▶ [Exercise brief]:
Reproduce the opening lines of the records exactly, please, stopping after the line that contains "We use Realm".

START Information given

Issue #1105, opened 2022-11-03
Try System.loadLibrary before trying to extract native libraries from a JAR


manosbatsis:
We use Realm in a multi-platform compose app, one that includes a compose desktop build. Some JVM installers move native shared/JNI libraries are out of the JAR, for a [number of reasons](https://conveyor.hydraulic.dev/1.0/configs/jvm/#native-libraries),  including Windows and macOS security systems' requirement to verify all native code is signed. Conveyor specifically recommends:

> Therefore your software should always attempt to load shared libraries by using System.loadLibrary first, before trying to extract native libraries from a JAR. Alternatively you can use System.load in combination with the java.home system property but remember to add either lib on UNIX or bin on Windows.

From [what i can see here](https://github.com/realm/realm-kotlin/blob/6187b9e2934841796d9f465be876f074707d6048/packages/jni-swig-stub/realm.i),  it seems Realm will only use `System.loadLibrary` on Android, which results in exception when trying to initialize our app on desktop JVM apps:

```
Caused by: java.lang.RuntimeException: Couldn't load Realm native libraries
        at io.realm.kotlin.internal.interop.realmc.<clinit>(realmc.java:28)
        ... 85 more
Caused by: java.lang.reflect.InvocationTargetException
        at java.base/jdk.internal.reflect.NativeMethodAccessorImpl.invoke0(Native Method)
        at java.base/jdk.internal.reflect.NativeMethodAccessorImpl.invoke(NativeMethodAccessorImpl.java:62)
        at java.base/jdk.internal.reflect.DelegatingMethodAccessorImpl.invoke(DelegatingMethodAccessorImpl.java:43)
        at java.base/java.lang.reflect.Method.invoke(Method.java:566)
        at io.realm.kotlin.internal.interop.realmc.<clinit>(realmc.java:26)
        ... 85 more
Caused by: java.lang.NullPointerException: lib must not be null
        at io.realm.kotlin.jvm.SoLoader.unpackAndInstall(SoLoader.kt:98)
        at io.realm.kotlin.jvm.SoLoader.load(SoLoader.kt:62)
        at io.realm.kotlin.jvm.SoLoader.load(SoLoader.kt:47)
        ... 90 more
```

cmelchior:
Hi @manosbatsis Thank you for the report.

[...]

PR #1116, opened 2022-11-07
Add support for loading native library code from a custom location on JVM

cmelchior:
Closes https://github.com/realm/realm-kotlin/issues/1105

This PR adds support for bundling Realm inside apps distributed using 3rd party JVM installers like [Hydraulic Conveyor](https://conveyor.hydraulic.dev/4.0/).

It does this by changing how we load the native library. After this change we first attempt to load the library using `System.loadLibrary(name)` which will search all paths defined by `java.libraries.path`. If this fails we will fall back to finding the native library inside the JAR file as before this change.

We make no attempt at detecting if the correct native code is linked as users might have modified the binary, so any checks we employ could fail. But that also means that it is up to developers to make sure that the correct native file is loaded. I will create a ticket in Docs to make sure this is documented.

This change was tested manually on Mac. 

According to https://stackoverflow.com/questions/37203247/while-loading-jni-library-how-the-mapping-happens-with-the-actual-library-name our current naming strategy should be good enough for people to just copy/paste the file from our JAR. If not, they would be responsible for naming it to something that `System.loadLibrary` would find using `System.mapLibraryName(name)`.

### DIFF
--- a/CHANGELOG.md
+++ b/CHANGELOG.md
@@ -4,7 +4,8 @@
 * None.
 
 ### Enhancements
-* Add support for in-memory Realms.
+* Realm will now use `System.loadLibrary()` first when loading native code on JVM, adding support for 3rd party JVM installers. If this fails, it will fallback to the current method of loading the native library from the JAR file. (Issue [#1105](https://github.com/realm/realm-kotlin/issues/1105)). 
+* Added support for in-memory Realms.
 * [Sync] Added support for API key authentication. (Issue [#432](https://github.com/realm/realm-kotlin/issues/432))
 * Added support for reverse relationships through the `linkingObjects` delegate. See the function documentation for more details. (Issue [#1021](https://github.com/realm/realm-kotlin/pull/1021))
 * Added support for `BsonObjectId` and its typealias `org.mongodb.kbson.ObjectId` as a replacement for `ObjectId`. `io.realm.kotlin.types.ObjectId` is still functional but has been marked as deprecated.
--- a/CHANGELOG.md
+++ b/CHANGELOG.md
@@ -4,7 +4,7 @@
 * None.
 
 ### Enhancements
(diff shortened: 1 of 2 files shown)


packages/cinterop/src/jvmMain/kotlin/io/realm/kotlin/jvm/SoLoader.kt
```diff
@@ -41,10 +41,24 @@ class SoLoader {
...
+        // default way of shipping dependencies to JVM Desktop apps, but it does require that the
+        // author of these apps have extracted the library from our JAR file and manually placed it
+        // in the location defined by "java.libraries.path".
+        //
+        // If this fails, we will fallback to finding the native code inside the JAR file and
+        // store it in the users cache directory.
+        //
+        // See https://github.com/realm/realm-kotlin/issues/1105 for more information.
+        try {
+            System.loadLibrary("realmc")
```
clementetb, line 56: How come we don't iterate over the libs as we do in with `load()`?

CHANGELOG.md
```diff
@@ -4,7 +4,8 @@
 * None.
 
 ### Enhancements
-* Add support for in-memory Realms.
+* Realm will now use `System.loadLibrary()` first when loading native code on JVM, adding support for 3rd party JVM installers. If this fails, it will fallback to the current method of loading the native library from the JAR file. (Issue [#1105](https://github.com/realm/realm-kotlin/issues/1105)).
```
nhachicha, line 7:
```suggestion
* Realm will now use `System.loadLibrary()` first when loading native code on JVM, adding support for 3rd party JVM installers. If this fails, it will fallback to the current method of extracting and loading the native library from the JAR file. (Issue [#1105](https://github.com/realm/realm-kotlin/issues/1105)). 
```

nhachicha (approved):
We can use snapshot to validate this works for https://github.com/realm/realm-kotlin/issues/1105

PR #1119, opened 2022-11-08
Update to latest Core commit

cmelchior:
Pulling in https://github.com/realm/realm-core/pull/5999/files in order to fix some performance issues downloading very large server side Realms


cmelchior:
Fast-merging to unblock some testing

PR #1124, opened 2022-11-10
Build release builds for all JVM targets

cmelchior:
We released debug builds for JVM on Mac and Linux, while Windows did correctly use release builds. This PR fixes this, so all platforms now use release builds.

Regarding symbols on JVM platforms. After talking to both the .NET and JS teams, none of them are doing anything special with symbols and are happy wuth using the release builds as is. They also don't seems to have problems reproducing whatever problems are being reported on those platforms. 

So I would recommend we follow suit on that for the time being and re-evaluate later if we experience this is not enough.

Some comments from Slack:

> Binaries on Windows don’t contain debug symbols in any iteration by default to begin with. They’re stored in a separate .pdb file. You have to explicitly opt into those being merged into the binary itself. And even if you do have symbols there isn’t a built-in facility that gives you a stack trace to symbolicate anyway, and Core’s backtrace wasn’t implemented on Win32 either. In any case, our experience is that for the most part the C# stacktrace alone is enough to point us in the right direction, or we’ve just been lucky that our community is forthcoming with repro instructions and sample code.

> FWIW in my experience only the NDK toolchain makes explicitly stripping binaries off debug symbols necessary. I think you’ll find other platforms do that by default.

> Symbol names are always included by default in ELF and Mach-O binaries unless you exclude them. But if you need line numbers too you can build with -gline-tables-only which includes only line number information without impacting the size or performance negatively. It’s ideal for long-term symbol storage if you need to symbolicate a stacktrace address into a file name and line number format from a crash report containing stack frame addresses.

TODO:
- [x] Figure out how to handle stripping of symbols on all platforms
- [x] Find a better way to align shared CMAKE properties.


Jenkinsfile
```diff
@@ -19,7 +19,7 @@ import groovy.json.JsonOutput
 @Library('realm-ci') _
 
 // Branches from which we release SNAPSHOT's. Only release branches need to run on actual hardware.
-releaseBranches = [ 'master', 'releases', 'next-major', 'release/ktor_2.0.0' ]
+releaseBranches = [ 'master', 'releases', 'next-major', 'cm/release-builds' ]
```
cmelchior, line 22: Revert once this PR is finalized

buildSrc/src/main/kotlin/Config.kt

END Information given

▶ [Reply]:
Issue #1105, opened 2022-11-03
Try System.loadLibrary before trying to extract native libraries from a JAR


manosbatsis:
We use Realm in a multi-platform compose app, one that includes a compose desktop build. Some JVM installers move native shared/JNI libraries are out of the JAR, for a [number of reasons](https://conveyor.hydraulic.dev/1.0/configs/jvm/#native-libraries),  including Windows and macOS security systems' requirement to verify all native code is signed. Conveyor specifically recommends:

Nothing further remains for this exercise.